In the past 20 years, non-destructive methods of detecting the fruit and vegetable quality have received increasing attention, such as machine vision for shape classification and defect detection,[Citation5−Citation7] x-ray imaging for inspection internal quality,[Citation8,Citation9] and near-infrared (NIR) spectroscopy for prediction internal quality of fruit.[Citation10−Citation12] However, machine vision has been found to be unreliable because other kinds of surface damage may leave marks that are similar to holes.[Citation13] X-ray imaging is not practical for online detection.[Citation14] NIR spectroscopy can’t be used to collect spatial information of fruits quality as a point-source detection technique.

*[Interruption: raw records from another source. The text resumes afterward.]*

PR #433, opened 2023-07-10
Improve GenericFunctionalTestUnit

### LINKED ISSUE #341: Improve GenericFunctionalTestUnit
Possible improvements:

* Rename `run_pipeline` as it doesn't have anything to do with pipelines.
* Add a way to test pipelining FUs.
* Rename the class, as its name is really misleading. It should probably be named `TestCaseFU` or something.
* Clean up the `methodName` cruft, it serves no purpose.
* Don't pass weird `seed`s, or remove the `seed` argument altogether.
* A sensible default should be present for `number_of_tests`, instead of changing it for every use. A multiplier could be used so that each operation gets enough testing, no matter the number of `operations`.

tilk:
Generic testing of functional units is nice, but it was kind of smelly in places. This PR refactors the FU tests a little.

Changes:
* Constructor no longer overloaded. Constructor parameters are now attributes. This eliminates the `method_name` weirdness, and also simplifies interoperation with `parameterized_class`.
* `number_of_tests` now specifies the number of tests per operation, which is much more useful - it guarantees that operations are tested equally, and the number does not need to be tweaked.
* `if` on `Fn` changed to `match`.
* Added a generic pipelining test.
* Reduced verbosity in operation lists.
* Improved typing.

Fixes #341.

### DIFF
--- a/test/fu/functional_common.py
+++ b/test/fu/functional_common.py
@@ -1,7 +1,7 @@
 from itertools import product
 import random
 from collections import deque
-from typing import Callable, Generic, TypeVar
+from typing import Generic, TypeVar
 
 from amaranth import Elaboratable, Module
 from amaranth.sim import Passive
@@ -57,12 +57,12 @@ class FunctionalUnitTestCase(TestCaseWithSimulator, Generic[_T]):
     Common test unit for testing functional modules which are using @see{FuncUnitLayouts}.
     For example of usage see @see{MultiplierUnitTest}.
 
-    Parameters
+    Attributes
     ----------
     operations: dict[_T, dict]
         List of operations performed by this unit.
     func_unit: FunctionalComponentParams
-        Class of functional unit to be tested.
+        Unit parameters for the unit instantiated.
     expected: Callable[[int, int, int, int, _T, int], dict[str, int]]
         Function computing expected results
         (input_1, input_2, input_imm, pc, operation_key_from_operations, xlen) -> results dict.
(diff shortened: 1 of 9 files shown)


Kristopher38:
Can I have a request? Not sure if this is in scope for this PR but...

Generic FU tests are fine until you want to test for something nonstandard. Recently I wanted to add some extra processes for branch unit in `feature/interrupts`, sometimes replacing the predefined ones, sometimes reusing them - both cases are useful. I also wanted to retain the input generation. Suffice to say the results [look a bit substandard](https://github.com/kuznia-rdzeni/coreblocks/blob/feature/interrupts/test/fu/functional_common.py#L175) with usage that [can look like this](https://github.com/kuznia-rdzeni/coreblocks/blob/feature/interrupts/test/fu/test_jb_unit.py#L159). I'm not entirely happy with how it turned out but it present the general idea and I'm hoping it can be done better.

tilk:
Moved the process definitions outside of the test running function, this should allow you to just write your own if needed.

piotro888 (approved):
Very nice changes!

The only little concern I have is that `zero_imm` override in unit tests classes looks more like some unused variable from test, but probably nothing could be done about that.

tilk:
I'm still having doubts about the `ops` thing, as it's very verbose, and it essentially replicates what is already written in the unit files. Maybe there is value in such replication - like when a mistake is made in one place, the other copy is still fine. But the verbosity is awful.

Kristopher38 (approved):

PR #438, opened 2023-07-11
Add simultaneous transaction count warning

lekcyjna123:
Today my tests stuck in loop, and it looks like I did an error in using simultaneous transaction, which generated huge number of them (~30 000), so transactron haven't even started simulation. Here I add a warning so that in future it will be easier to find such problems.

Number of transactions from which warning appears was chosen empirically. By 3000 generating take already observable big time, but no such big that it will be killed by user pressing Ctrl-C.

### DIFF
--- a/coreblocks/transactions/core.py
+++ b/coreblocks/transactions/core.py
@@ -9,6 +9,7 @@ from amaranth import *
 from amaranth import tracer
 from itertools import count, chain, filterfalse, product
 from amaranth.hdl.dsl import FSM, _ModuleBuilderDomain
+from warnings import warn
 
 from coreblocks.utils import AssignType, assign, ModuleConnector
 from coreblocks.utils.utils import OneHotSwitchDynamic
@@ -358,6 +359,12 @@ class TransactionManager(Elaboratable):
                 continue
             q.extend(new_group | other_group for other_group in simultaneous if new_group & other_group)
             tr_simultaneous.add(new_group)
+
+        if len(tr_simultaneous) > 3000:
+            warn(
+                f"There is a lot of simultaneous transactions generated: {len(tr_simultaneous)}."
+                + "Elaborating can take hudge time. Are you sure that you didn't do any mistake?"
+            )
 
         # step 3: maximal group selection
         def maximal(group: frozenset[Transaction]):
--- a/coreblocks/transactions/core.py
+++ b/coreblocks/transactions/core.py
@@ -363,7 +363,7 @@ class TransactionManager(Elaboratable):
         if len(tr_simultaneous) > 3000:
             warn(
                 f"There is a lot of simultaneous transactions generated: {len(tr_simultaneous)}."
-                + "Elaborating can take hudge time. Are you sure that you didn't do any mistake?"
+                + "Elaborating can take huge time. Are you sure that you didn't do any mistake?"
             )
 
         # step 3: maximal group selection


tilk:
Could you point out which code was that slow? Was it the maximal group selection step, or something else? A comment should probably be written explaining the performance problem.

Also, the warning message you wrote is very poor English.

lekcyjna123:
time = 0 is on enter to TransactionManager elaborate function
For smaller transaction graph:
```
step 2 0.0009400844573974609
step 3 0.06304478645324707
step 4 0.1275768280029297
step 5 529 0.12812542915344238
end simultaneous 0.2046656608581543
method map created 0.2076737880706787
conflict graph created 1.149038553237915
methods enabled 1.3585214614868164
end elaborate 2.203390121459961
start of simulation 12.820
```

For bigger transaction graph:
```
step 2 0.0008661746978759766
step 3 1.2195680141448975
step 5 3393 6.187478542327881
step 4 6.186314821243286
step 5 3393 6.187478542327881
end simultaneous 6.860440254211426
method map created 6.889794588088989
[end of my patience]
```

tilk:
So it's the conflict graph generation which timed out for you? I guess you have a *lot* of relations. Overused priority `conditions` maybe?

I'm reluctant to accept this, as it looks like it's not the pure number of generated transactions which is the problem. You could get that number of transactions by using some simple design a lot of times, and it would not lead to the performance issue.

lekcyjna123:
> Overused priority conditions maybe?

I have checked for that in first place and I removed all priorities, but this didn't help. My hypothesis is that I overused conditions as whole:
```py
with Transaction():
  with condition() as branch_up:
    with branch_up():
       for _ in range(4):
         with condition() as branch:
            with branch(cond):
              method(m)
            with branch(~cond):
              pass
```
This is a pseudo-code of which I have written. `method` is implemented as condition over 8 branches. So what I get here are 4 transactions each of them is multiplied by 8 (because of `method`). These transactions are under upper condition, so they are connected every with every, so there is 8^4 = 4096 transactions.

tilk:
There is no (all transactions)^2 loop in conflict graph generation. The ones that are there are:

* (all methods)*(transactions calling a given method)^2
* (all relations)*(transactions calling start edge)*(transactions calling end edge)

The total number of transactions isn't a factor in any of those.

lekcyjna123:
But if i correctly remember when we have two conditions (first with branches A and B, and second with C and D) which are started simultaneously, they are glued together before conflict graph generation. So we have 4 transactions which describe every-to-every connections: AC, AD, BC, BD.

```py
with Transaction():
  with condition() as branch_up:
    with branch_up():
       for _ in range(4):
         with condition() as branch: # cond0, ..., cond3
            with branch(cond):
              method(m) # contains a condition over 8 branches (let them be branch_inner0, ..., branch_inner7)
            with branch(~cond):
              pass
```

So in my case, let investigate number of transactions where `branch_inner0` from inside `method` is called. So we can choose one of 4 `condX` to call this branch and 3 other conds are free to choose one of other branches. If we analyse only situation where different inner branches are chosen then we have:
4 * 7 * 6 * 5
And now in conflict_graph generation we have:
(all methods) * (transactions calling a given method)^2 = 8 * (4 * 7 * 6 * 5)^2  = 5,644,800 iterations.

lekcyjna123:
I have found a solution to deal with this problem. As always FIFO comes to rescue. All data which I send or receive from `method` first go through a FIFO. 

As a side note changing `condition` to `m.If` haven't solve the problem.

tilk:
> I printed (all methods) * (transactions calling a given method)^2 from my code, and this gave me: 133,742,500. There is 175 methods so by average there is 874 transactions generated for each method.

Again, you are missing the point. This number is big IN YOUR CASE. In other cases, a large amount of transactions doesn't lead to this number being large, as (in a large, highly parallel circuit) you might have a lot of methods and a lot of transactions, with the number of transactions calling each given method small. Therefore, your check will issue a warning on projects which synthesize just fine.

tilk:
And completely off-topic:

> I have found a solution to deal with this problem. As always FIFO comes to rescue. All data which I send or receive from method first go through a FIFO.

How much work did that require? I have a hunch that the Transactron approach should make changes like this fairly easy. It would be nice to have experience reports confirming this.

lekcyjna123:
> How much work did that require? I have a hunch that the Transactron approach should make changes like this fairly easy. It would be nice to have experience reports confirming this.

Not such much. Current implementation is a little big ugly and I should move it to separate module, but all needed changes fit in 20 lines. 
https://github.com/kuznia-rdzeni/coreblocks/blob/f6bd96867b7f77babb195f652b32c6bbd78a3be3/coreblocks/fu/vector_unit/v_elems_downloader.py#L43

>  Therefore, your check will issue a warning on projects which synthesize just fine.

Ok. So I am closing this PR.

PR #439, opened 2023-07-11
Added tip about `condition` to problem checklist.

lekcyjna123:
To allow other to learn on my errors here I add a tip about using `conditions`.

### DIFF
--- a/docs/Problem-checklist.md
+++ b/docs/Problem-checklist.md
@@ -12,4 +12,7 @@ If something doesn't work and you're puzzled as to why - go through this checkli
 
 5. Check if your code doesn't have any combinational loops - especially if your simulation hangs.
 
+6. Check that you don't use repeatedly any methods/transactions inside `condition` that use `condition` themselves. This leads to exponential complexity.
+
+
 Please extend this list if you spot yourself doing an easy-to-fix mistake.
--- a/docs/Problem-checklist.md
+++ b/docs/Problem-checklist.md
@@ -12,7 +12,7 @@ If something doesn't work and you're puzzled as to why - go through this checkli
 
 5. Check if your code doesn't have any combinational loops - especially if your simulation hangs.
 
-6. Check that you don't use repeatedly any methods/transactions inside `condition` that use `condition` themselves. This leads to exponential complexity.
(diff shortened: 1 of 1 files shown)


docs/Problem-checklist.md
```diff
@@ -12,4 +12,7 @@ If something doesn't work and you're puzzled as to why - go through this checkli
 
 5. Check if your code doesn't have any combinational loops - especially if your simulation hangs.
 
+6. Check that you don't use repeatedly any methods/transactions inside `condition` that use `condition` themselves. This leads to exponential complexity.
```
tilk, line 15: What does it mean to "use a transaction inside condition"?

lekcyjna123: Fixed. I am too used to the fact that methods and transactions have often very similar interface.

tilk:
Well, simultaneous transactions (and `condition`) are a tool which increases expressivity, *at a cost*. They allow to write some things in a simpler and more modular way, but you're not freed from understanding what you are writing. In particular, `condition` is not an `m.If` replacement. This should probably be written more clearly in the docs.

It's nice you are exploring the boundaries of this feature, though.

tilk (approved):

Kristopher38 (commented):
Hmm. Problem checklist was meant to contain simple solutions to problems when the code *doesn't work* (at least that's how I see it). How is the design having exponential complexity relevant here? I strongly feel like this should go to the docs instead (and be in a big red warning banner).

tilk:
> when the code doesn't work (...) How is the design having exponential complexity relevant here?

Because indeed, such code doesn't work, just elaborates endlessly. But yeah, I'm inclined to agree with you because:

* The solution is not super simple, some amount of redesign is needed, although the fix can be just adding another pipeline stage by using a FIFO.
* The `condition` construct is waiting for a serious use case (outside of @lekcyjna123's code), and we don't know how much of an issue this is in practice.
* This potential problem should be learned early when trying to use `condition` (or simultaneous transactions in general), so that one doesn't design something that can't really work.

So yeah, a sentence or two of warning in the docstring of `condition`, and then (later) some words on simultaneous transactions and `condition` in the transactions tutorial.

lekcyjna123:
So I am closing this PR, as not needed. If I have time, I will update condition docstring.

PR #440, opened 2023-07-11
E extension

### LINKED ISSUE #342: Implement RV32E (embedded variant)
The E variant is basically I with half the registers. The change involves, when E is enabled, reducing the physical register numbers by 1 bit, reducing the RATs, and rejecting instructions operating on non-existing registers in the decoder.

piotro888:
Implements RISC-V E extension. Closes #342.

### DIFF
--- a/coreblocks/frontend/decoder.py
+++ b/coreblocks/frontend/decoder.py
@@ -358,8 +358,7 @@ class InstrDecoder(Elaboratable):
 
         extensions = self.gen.isa.extensions
 
-        # We need to support all I instructions in E extension, but this is not a full implication.
-        # E&I coexisting is a different case, that should be handled in ISA class
+        # We need to support all I instructions in E extension, but this is not extension implication
         if Extension.E in extensions:
             extensions |= Extension.I
 
--- a/coreblocks/frontend/decoder.py
+++ b/coreblocks/frontend/decoder.py
@@ -402,10 +402,20 @@ class InstrDecoder(Elaboratable):
             self._extract(20, self.funct12),
         ]
 
+        rd_field = Signal(self.gen.isa.reg_field_bits)
+        rs1_field = Signal(self.gen.isa.reg_field_bits)
+        rs2_field = Signal(self.gen.isa.reg_field_bits)
+
         m.d.comb += [
-            self._extract(7, self.rd),
-            self._extract(15, self.rs1),
-            self._extract(20, self.rs2),
+            self._extract(7, rd_field),
+            self._extract(15, rs1_field),
+            self._extract(20, rs2_field),
+        ]
+
+        m.d.comb += [
+            self.rd.eq(rd_field),
+            self.rs1.eq(rs1_field),
+            self.rs2.eq(rs2_field),
         ]
 
         rd_invalid = Signal()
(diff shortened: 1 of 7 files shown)


lekcyjna123 (approved):

coreblocks/frontend/decoder.py
```diff
@@ -480,6 +485,13 @@ def elaborate(self, platform):
             self._extract(28, self.fm),
         ]
 
+        register_space_invalid = Signal()
+        m.d.comb += register_space_invalid.eq(
+            (self.rd_v & instr[7 + self.gen.isa.reg_cnt_log : 7 + self.gen.isa.reg_field_bits].any())
+            | (self.rs1_v & instr[15 + self.gen.isa.reg_cnt_log : 15 + self.gen.isa.reg_field_bits].any())
+            | (self.rs2_v & instr[20 + self.gen.isa.reg_cnt_log : 20 + self.gen.isa.reg_field_bits].any())
```
tilk, line 492: This looks ugly and error-prone with all that bit number arithmetic. But I'm not certain on how to do it best. One idea would to be to create local signals with `reg_field_bits` width, extract to them, assign `self.rd` etc. from them, and use them here for checking. This unfortunately adds more lines, but should have minimal bit number arithmetic. What do you think?

coreblocks/params/configurations.py
```diff
@@ -89,11 +89,13 @@ def replace(self, **kwargs):
...
 # Minimal core configuration
 tiny_core_config = CoreConfiguration(
+    embedded=True,
     func_units_config=(
         RSBlockComponent([ALUComponent(), ShiftUnitComponent(), JumpComponent()], rs_entries=2),
         LSUBlockComponent(),
     ),
-    rob_entries_bits=6,
+    phys_regs_bits=basic_core_config.phys_regs_bits // 2,
+    rob_entries_bits=basic_core_config.rob_entries_bits // 2,
```
tilk, line 98: Fail to understand the logic behind `// 2`. As it's written, this means that `tiny_core_config` gets only 8 physical registers, clearly not enough to back all 15 RVE registers. The division on `rob_entries_bits` is also suspicious. I understand that currently we have an oversized ROB for current needs, but dividing the bit width by 2 looks weird.

coreblocks/params/isa.py
```diff
@@ -237,10 +237,8 @@ class Extension(enum.IntFlag):
     G = I | M | A | F | D | ZICSR | ZIFENCEI
 
 
-# Extensions which are mutually exclusive
-_extension_exclusive = [
-    [Extension.I, Extension.E],
-]
+# Extensions which are mutually exclusive - not needed for now
+# _extension_exclusive = []
```
tilk, line 241: Will this be needed? If not, better to remove - the old code is in version control anyway.

coreblocks/params/configurations.py
piotro888: uhh I missed that those are bit counts, not entry count. Idea was to divide entry number by 2 because logical register count is divided by 2 too. Changed to `-1`

coreblocks/frontend/decoder.py
piotro888: Updated, avoids duplication and maybe looks nicer?

PR #441, opened 2023-07-11
DummyLSU: add FENCE

### LINKED ISSUE #311: Handle the FENCE instruction
The FENCE instruction is the only (?) thing missing from having full RV32I support. Our current trivial LSU makes the task easy: this instruction can basically be a no-op.

piotro888:
Finally, someone had to do it :)
Closes #311.
Implemented and tested no-op in dummyLsu.

As we now fully support the I extension, I thought of setting `allow_partial_extensions` in core configurations to `False`. But I extension specifies `ECALL` and `EBREAK`, so `ExceptionUnit` is necessary to comply with it. Do we want to put `ExceptionUnit` in `basic_core_config`? What about the tiny one?

### DIFF
--- a/coreblocks/lsu/dummyLsu.py
+++ b/coreblocks/lsu/dummyLsu.py
@@ -219,7 +219,7 @@ class LSUDummy(FuncBlock, Elaboratable):
 
         m.submodules.internal = internal = LSUDummyInternals(self.gen_params, self.bus, current_instr)
 
-        result_ready = internal.result_ready
+        result_ready = internal.result_ready | ((current_instr.exec_fn.op_type == OpType.FENCE) & current_instr.valid)
 
         @def_method(m, self.select, ~reserved)
         def _():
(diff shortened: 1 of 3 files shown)


lekcyjna123:
> Do we want to put ExceptionUnit in basic_core_config? 

I thing that yes, we want to put `ExceptionUnit` to `basic_core_config`. In base we should have all required base functionalities, and exceptions are part of them (e.g. to raise illegal instruction). In tiny core I think that we can skip exception unit.

lekcyjna123 (approved):

piotro888:
Changed. But I'm still not sure about tiny core (microcontroller probably should handle interrupts, so why not excpetions). I think that, if we want exceptions disabled, better way might be to add this FU (to not stall scheduler) and disable exception bit checking, so the infrastructure would optimize away. In that case ECALL and EBREAK would be `I` extenstoin compliant, because they are specified only to do something, ignoring them is also a valid action (raising ILLEGALINSTR is even better action, but that needs exception support again to handle).

Anyway we need to rethink this all core configurations in future, it can be adjusted then (but alternative exception disable in core could be introduced earlier)

tilk (approved):

PR #459, opened 2023-08-13
Set seed for nextpnr

lekcyjna123:
I have found that nextpnr has an option to set a seed for random number generator. I hope that this will do our synthesis results more stable.

### DIFF
--- a/scripts/synthesize.py
+++ b/scripts/synthesize.py
@@ -142,7 +142,7 @@ def synthesize(core_config: CoreConfiguration, platform: str, core: UnitCore):
     resource_builder, module = core(gen_params)
 
     if platform == "ecp5":
-        make_ecp5_platform(resource_builder)().build(module)
+        make_ecp5_platform(resource_builder)().build(module, nextpnr_opts="--seed 0")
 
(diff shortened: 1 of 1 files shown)


lekcyjna123:
Job to run synthesis with the new option:
https://github.com/kuznia-rdzeni/coreblocks/actions/runs/5846546722

piotro888:
Unfortunately it seems that nextpnr runs with fixed seed by default, until --randomize-seed, or --seed option is passed, and none of those was defined in our pipeline call.
See: https://github.com/YosysHQ/nextpnr/blob/679b662a2b870ef49779fd0c3698e6e9a356d9f0/common/kernel/command.cc#L264C5-L264C5 , https://github.com/YosysHQ/nextpnr/blob/679b662a2b870ef49779fd0c3698e6e9a356d9f0/common/kernel/deterministic_rng.h#L37C5-L37C21 , https://github.com/search?q=repo%3AYosysHQ%2Fnextpnr%20rngseed&type=code

lekcyjna123:
Yes, you have right.

Issue #446, opened 2023-07-14
Project cleanup


tilk:
There is a need to move stuff around to make things more intuitive for newcomers (and others). Some problems in directory organization are:

* The `coreblocks/params` directory is a mess. It was supposed to contain things related to parametrization (at the beginning, mostly `GenParams`). Now it also contains:
  * `dependencies` - the dependency manager,
  * `keys` - the dependency keys (which we agreed to have in one place),
  * `isa` and `instr` - RISC-V architecture related things,
  * `optypes` - our internal encoding of instructions, which is entangled with ISA, decoding and FUs.
* The `structs_common` directory somehow contains a CSR unit. The directory was meant to contain implementation of data structures, i.e. things that are shared between components.
* The `coreblocks/transactions/lib` is one big ball of stuff, it should finally be split.
* The `stages` directory is weird, it contains:
  * The announcement module, in a file which is somehow named `backend`,
  * The retirement stage,
  * Abstractions related to functional units/blocks.

There are potentially other issues I can't remember right now, please write them down in comments.

lekcyjna123:
Another issues:
- move whole `coreblocks/transactions` to `transactron` directory so that it will be easier to split it in future to separate repository
- cleanup `utils`
  - fifos use transactional interface so they should be part of `transactions/lib`
  - some modules can be send to amaranth upstream
  - `_typing` is a ball of stuff for types, on the begining it was ment to consist only internal types, but now it has types representing amaranth concepts, which we use in `transactron` interfaces
- `transactions/core` also is huge, it should be splitted (e.g. to definitions used by developers such as `Method`, `Transaction` and transactron internal stuff such as `methodMap`)
- I would suggest to split syntax sugar to separate files so that it will be more clear that it isn't strictly needed to use it
- `test/common.py` need splitting
  - useful functions should go to one place
  - classes used on test case creation (SimpleTestCircuit, TestCaseWithSimulator)
  - testbenchIO
  - syntax sugar
- `ci` and `scripts` directories should be in my opinion merged
- I would suggest splitting `coreblocks/scheduler/scheduler.py` to smaller files
- `_instructions_by_optype` should be moved from `coreblocks/frontend/decoder.py` to separate file (after adding part of vector extension it take more than 270 lines to define all instructions)

lekcyjna123:
[...]

PR #460, opened 2023-09-27
Autumn cleaning part 1 - move transactron

lekcyjna123:
Hi,

The new semester is coming so it is good time to start cleaning our repository. This is the first commit to implement #446. I have moved transactron from coreblocks/transactions to transactron directory to allow in future for the easier separation of transactron to its own project/repository. This move required to update all transactron imports in coreblocks and tests directories.

When this MR will be accepted my next step will by to split transactron/lib.py to smaller parts.


Kristopher38:
If you're already moving this out of the `coreblocks` directory tree, why not go all the way through and split it into a separate submodule?

lekcyjna123:
If you create separate submodule, then you have to crate separate review for transactron and its lib and for coreblocks. Whats more it will be hard to manage dependencies between them. So as long as transactron is developed rapidly I would prefer to leave it in coreblocks.

lekcyjna123:
> There are still dependencies from Transactron to Coreblocks.

Yes this is expected. I wanted to use small steps principle to allow for easy review of code. Here I simply drag and drop transactron code, only with changes which are required to don't have regression. Whole cleaning will be in next PRs.

tilk (approved):

Kristopher38 (approved):
> If you create separate submodule, then you have to crate separate review for transactron and its lib and for coreblocks.

Well this is kind of expected when you work with submodules but I'm not so sure it hinders the work that much.

>Whats more it will be hard to manage dependencies between them.

The point is to have transactron be its own separate lib not dependent on coreblocks though (unless you meant something else).

>So as long as transactron is developed rapidly I would prefer to leave it in coreblocks.

Is it though? @tilk what do you think?

tilk:
> Is it though? @tilk what do you think?

Ultimately, I want it to be a separate lib outside of Coreblocks. I have nothing against a small steps approach: let's first prepare for this separation, and later separate using one simple commit.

Hyperspectral imaging is a rapid, non-destructive technique which combines conventional spectroscopy and imaging techniques to acquire both spectral and spatial information from the fruits simultaneously.[Citation15] It has more advantages for evaluating fruit quality in an in-line system based on multispectral imaging where only the optimal wavelengths are inspected. Example applications of hyperspectral imaging include detecting bruises and other defects on apples,[Citation16−Citation19] identifying citrus canker in grapefruit and resulting in 100% classification,[Citation20] discriminating internal infestation in Montmorency tart cherry,[Citation21−Citation23] distinguishing insect-damaged wheat kernels,[Citation24] and detecting insect-damaged vegetable soybeans.[Citation1] Numerous research articles have been published about discriminating insect damage in many fruit cultivars. However, relatively few studies have been specifically targeted on external insect damage in the jujube. Therefore, the goal of this research is to combine image processing algorithm with spectral information to identify insect-infested jujubes from intact jujubes.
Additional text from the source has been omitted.